[Problem description]: Starting at the line that contains "-20,7 +20,7 @@", restate each line word for word through the final line of the data, keeping both ends.

════════════════════

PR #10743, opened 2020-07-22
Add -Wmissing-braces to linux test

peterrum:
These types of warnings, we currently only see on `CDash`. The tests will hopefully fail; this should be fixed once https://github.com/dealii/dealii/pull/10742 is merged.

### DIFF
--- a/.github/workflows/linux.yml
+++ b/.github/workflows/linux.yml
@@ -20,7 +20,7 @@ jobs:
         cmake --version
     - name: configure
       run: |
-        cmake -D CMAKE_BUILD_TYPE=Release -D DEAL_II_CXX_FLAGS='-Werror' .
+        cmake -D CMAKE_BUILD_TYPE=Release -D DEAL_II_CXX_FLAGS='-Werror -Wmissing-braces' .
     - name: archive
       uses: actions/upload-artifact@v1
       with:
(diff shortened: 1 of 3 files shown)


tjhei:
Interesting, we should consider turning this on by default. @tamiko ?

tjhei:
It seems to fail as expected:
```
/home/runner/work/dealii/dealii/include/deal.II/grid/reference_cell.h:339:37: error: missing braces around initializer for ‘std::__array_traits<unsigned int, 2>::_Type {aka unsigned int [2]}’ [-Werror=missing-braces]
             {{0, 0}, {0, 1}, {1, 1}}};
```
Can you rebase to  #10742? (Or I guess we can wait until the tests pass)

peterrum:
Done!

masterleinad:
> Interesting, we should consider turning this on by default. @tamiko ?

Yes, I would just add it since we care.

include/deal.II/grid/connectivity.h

════════════════════

[Written response]:
@@ -20,7 +20,7 @@ jobs:
         cmake --version
     - name: configure
       run: |
-        cmake -D CMAKE_BUILD_TYPE=Release -D DEAL_II_CXX_FLAGS='-Werror' .
+        cmake -D CMAKE_BUILD_TYPE=Release -D DEAL_II_CXX_FLAGS='-Werror -Wmissing-braces' .
     - name: archive
       uses: actions/upload-artifact@v1
       with:
(diff shortened: 1 of 3 files shown)


tjhei:
Interesting, we should consider turning this on by default. @tamiko ?

tjhei:
It seems to fail as expected:
```
/home/runner/work/dealii/dealii/include/deal.II/grid/reference_cell.h:339:37: error: missing braces around initializer for ‘std::__array_traits<unsigned int, 2>::_Type {aka unsigned int [2]}’ [-Werror=missing-braces]
             {{0, 0}, {0, 1}, {1, 1}}};
```
Can you rebase to  #10742? (Or I guess we can wait until the tests pass)

peterrum:
Done!

masterleinad:
> Interesting, we should consider turning this on by default. @tamiko ?

Yes, I would just add it since we care.

include/deal.II/grid/connectivity.h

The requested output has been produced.